Please restate, word for word, the lines below that begin at the one with "PR #3290, opened 2023-03-01" and end at the one with "Adds the email". Leave out all other lines.

>>>>>

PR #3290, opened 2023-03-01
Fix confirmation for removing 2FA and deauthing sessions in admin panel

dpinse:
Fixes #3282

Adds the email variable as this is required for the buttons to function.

<<<<<
>>>>>

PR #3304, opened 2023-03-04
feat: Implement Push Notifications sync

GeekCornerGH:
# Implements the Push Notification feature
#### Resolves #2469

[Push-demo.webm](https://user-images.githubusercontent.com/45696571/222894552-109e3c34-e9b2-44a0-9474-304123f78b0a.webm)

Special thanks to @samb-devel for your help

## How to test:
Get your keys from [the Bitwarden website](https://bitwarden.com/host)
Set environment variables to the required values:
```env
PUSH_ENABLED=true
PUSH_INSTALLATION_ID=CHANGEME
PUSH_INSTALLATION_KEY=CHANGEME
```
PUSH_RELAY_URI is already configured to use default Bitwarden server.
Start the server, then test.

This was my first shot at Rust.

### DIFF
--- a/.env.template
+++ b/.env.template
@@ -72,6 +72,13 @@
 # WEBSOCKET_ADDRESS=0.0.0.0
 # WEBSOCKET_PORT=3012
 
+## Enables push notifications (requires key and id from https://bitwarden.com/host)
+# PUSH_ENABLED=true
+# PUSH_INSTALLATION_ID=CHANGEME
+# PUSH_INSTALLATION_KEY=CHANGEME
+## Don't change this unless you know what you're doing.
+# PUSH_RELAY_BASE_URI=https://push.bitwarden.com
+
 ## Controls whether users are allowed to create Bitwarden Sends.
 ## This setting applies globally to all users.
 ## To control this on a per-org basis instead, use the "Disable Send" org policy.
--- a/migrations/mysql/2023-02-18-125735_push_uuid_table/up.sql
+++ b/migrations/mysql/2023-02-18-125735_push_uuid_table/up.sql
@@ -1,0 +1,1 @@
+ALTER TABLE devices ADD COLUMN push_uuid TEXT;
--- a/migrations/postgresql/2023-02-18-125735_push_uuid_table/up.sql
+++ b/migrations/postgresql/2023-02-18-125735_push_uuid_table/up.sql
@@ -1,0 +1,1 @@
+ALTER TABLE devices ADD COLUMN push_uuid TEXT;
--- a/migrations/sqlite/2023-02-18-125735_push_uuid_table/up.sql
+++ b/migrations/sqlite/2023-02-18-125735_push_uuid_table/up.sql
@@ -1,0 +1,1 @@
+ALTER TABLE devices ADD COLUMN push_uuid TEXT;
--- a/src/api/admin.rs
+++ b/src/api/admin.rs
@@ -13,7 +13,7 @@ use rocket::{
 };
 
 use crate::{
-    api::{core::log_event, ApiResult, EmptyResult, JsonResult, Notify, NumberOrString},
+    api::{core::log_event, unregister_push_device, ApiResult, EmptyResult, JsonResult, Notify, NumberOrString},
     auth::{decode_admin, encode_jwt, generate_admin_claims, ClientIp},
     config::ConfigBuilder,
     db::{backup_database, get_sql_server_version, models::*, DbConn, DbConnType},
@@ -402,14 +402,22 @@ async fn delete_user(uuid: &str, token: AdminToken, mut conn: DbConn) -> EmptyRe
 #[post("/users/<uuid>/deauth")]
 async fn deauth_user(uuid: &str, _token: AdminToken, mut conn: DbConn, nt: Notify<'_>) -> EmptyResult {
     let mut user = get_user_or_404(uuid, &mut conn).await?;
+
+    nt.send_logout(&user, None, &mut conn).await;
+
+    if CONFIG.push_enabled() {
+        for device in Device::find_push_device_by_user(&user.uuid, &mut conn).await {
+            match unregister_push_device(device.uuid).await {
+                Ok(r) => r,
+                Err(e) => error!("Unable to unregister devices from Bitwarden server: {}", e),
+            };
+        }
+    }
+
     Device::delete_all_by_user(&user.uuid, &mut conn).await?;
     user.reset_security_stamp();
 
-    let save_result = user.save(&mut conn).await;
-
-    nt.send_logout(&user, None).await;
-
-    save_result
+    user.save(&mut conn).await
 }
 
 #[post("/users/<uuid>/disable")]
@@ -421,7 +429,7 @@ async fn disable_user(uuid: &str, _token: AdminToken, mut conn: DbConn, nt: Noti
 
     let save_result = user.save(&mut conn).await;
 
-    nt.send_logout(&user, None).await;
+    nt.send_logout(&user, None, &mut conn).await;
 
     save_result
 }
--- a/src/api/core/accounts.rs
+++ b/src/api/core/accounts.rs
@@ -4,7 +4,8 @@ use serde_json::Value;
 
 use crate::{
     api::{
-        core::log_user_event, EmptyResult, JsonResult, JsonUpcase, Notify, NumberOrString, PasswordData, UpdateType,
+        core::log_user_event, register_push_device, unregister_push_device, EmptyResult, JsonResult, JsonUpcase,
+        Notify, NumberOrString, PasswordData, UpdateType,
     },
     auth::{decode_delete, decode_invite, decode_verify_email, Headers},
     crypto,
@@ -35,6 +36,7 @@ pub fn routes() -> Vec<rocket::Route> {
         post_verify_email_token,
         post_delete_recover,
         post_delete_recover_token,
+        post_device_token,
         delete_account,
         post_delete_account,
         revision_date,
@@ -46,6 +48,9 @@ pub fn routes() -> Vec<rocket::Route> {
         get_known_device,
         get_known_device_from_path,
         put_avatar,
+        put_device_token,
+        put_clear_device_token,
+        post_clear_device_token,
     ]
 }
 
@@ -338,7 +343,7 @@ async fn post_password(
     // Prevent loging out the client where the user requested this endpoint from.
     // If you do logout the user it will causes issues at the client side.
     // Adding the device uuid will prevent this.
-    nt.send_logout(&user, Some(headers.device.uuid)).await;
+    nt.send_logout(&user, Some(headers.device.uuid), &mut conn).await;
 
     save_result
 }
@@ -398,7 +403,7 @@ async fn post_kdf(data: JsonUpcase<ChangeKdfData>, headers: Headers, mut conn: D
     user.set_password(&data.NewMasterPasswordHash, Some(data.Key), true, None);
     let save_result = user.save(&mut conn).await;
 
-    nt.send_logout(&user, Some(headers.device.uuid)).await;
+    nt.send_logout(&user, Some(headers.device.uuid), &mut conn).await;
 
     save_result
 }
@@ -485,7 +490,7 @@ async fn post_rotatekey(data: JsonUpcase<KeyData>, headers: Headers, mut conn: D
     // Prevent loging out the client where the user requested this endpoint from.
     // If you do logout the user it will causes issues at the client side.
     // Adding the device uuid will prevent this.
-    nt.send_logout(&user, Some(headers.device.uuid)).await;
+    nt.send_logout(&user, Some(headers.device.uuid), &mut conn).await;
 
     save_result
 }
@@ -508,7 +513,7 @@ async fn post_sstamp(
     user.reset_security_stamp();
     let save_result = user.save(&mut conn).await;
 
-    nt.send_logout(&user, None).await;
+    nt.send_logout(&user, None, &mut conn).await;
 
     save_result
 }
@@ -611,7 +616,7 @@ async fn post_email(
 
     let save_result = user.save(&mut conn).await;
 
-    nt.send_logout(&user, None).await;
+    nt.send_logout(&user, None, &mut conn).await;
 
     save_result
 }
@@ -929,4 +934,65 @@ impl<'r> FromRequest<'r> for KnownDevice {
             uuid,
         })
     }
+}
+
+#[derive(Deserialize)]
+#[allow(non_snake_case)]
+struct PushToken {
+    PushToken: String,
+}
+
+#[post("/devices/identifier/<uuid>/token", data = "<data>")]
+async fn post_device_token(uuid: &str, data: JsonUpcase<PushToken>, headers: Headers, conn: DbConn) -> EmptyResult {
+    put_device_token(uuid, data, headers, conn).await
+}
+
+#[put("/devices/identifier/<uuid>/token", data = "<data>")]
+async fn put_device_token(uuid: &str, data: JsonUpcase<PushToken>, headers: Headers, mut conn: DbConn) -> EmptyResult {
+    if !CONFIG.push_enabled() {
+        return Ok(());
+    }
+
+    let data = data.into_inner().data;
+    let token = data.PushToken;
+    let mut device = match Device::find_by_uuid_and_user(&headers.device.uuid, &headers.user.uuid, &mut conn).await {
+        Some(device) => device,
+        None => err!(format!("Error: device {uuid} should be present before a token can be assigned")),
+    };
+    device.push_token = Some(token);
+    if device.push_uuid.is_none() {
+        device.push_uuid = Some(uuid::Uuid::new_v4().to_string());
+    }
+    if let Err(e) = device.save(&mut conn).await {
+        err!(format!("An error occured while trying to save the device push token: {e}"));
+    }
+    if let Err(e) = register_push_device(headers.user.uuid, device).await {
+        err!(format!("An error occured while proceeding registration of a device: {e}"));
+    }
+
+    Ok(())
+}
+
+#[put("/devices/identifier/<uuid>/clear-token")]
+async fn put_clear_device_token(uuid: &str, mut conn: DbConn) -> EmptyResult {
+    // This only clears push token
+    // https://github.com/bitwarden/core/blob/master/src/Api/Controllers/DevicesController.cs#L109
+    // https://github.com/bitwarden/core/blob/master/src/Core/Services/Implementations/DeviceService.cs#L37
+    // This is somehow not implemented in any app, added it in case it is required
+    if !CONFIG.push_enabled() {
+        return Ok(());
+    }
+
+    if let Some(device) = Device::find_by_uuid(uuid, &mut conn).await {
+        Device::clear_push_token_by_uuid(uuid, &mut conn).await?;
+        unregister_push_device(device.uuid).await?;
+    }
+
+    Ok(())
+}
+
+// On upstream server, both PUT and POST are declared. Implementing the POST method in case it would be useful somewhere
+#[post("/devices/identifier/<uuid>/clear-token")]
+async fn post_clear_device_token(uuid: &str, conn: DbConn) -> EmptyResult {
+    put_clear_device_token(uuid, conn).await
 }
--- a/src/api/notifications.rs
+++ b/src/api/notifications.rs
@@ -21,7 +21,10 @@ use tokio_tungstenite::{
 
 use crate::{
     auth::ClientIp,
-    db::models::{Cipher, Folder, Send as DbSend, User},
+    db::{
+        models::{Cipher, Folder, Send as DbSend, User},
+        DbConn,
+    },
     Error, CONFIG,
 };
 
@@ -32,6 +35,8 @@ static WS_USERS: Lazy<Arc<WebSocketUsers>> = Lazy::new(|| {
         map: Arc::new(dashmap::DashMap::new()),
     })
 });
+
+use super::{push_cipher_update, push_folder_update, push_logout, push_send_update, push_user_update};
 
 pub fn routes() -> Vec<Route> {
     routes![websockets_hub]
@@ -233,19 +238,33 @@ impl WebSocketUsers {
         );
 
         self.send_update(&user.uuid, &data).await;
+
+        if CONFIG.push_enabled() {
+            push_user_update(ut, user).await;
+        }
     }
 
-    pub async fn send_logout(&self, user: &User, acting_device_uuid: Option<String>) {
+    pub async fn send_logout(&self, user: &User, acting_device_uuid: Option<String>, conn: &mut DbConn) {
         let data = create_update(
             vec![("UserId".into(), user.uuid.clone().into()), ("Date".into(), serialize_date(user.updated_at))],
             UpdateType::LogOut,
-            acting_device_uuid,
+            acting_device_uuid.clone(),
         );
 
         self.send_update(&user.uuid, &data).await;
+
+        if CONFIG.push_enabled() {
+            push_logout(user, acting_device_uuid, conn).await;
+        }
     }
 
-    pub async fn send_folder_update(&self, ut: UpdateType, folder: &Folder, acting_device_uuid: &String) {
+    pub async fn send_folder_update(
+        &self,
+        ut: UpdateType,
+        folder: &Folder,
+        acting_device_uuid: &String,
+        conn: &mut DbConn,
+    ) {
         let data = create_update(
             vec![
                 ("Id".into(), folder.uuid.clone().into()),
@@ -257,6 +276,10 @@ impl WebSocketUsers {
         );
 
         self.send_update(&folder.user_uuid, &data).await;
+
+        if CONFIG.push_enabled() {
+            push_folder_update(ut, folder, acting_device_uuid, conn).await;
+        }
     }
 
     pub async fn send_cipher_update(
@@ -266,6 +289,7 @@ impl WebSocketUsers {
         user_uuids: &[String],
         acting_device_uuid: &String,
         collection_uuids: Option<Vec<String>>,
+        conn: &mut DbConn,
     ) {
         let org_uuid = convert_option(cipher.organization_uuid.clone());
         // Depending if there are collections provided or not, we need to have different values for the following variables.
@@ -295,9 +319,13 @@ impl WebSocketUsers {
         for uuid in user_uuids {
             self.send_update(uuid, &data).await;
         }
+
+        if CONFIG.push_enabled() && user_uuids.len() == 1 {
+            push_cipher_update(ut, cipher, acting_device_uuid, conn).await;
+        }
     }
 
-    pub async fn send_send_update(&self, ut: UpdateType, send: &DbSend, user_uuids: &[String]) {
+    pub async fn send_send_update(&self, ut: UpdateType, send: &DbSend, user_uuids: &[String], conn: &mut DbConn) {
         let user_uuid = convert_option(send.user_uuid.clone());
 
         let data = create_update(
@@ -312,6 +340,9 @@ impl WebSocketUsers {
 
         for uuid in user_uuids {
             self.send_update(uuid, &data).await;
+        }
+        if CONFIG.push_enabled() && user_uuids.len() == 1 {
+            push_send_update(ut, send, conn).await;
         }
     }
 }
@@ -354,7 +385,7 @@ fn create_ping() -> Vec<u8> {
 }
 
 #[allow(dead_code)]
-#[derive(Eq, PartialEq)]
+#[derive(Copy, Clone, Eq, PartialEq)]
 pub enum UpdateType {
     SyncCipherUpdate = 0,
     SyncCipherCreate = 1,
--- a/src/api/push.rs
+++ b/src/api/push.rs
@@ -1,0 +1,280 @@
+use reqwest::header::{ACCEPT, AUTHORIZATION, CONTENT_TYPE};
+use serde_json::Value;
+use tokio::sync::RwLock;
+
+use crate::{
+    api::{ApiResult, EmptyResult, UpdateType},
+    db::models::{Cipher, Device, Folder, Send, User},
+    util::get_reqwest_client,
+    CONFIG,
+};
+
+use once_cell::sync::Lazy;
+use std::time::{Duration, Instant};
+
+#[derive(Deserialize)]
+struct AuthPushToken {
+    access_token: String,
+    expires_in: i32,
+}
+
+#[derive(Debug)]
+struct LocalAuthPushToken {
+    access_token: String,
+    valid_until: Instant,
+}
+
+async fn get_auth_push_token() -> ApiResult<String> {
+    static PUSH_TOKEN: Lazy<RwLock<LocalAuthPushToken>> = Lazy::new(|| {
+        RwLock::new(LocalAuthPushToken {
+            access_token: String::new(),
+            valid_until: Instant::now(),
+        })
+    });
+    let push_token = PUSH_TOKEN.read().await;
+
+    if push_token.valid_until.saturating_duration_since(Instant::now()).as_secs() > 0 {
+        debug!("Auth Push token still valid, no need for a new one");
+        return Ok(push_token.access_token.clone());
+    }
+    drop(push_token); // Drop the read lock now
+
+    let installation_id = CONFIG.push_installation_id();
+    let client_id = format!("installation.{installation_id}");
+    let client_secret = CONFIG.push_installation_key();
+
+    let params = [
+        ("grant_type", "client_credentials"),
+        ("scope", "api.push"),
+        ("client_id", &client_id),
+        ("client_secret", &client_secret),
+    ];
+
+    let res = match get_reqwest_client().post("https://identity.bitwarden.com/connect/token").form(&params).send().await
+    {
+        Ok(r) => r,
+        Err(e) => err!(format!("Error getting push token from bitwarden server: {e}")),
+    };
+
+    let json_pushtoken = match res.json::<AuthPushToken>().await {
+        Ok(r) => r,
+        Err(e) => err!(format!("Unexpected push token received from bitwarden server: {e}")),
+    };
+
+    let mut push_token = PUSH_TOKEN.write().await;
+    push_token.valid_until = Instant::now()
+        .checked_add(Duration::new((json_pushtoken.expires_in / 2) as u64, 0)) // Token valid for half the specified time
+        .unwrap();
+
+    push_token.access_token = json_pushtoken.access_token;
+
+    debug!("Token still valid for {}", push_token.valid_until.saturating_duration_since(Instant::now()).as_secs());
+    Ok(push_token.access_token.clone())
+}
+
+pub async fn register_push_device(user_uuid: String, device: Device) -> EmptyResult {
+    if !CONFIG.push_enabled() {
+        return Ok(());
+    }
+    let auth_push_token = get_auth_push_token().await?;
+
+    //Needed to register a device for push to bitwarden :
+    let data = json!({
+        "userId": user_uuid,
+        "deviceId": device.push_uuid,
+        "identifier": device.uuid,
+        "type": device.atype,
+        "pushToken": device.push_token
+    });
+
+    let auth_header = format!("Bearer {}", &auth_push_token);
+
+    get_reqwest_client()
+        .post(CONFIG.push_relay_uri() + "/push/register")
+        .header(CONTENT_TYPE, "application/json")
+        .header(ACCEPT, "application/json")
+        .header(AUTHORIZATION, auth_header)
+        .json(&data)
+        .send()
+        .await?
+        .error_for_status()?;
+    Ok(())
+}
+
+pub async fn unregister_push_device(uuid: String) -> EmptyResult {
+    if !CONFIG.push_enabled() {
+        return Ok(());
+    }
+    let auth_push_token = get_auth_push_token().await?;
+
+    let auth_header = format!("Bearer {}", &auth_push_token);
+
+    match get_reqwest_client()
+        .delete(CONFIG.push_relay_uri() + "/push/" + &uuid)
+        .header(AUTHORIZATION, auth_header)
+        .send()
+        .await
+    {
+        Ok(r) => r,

<<<<<

EXERCISE ANSWER:
PR #3290, opened 2023-03-01
Fix confirmation for removing 2FA and deauthing sessions in admin panel

dpinse:
Fixes #3282

Adds the email variable as this is required for the buttons to function.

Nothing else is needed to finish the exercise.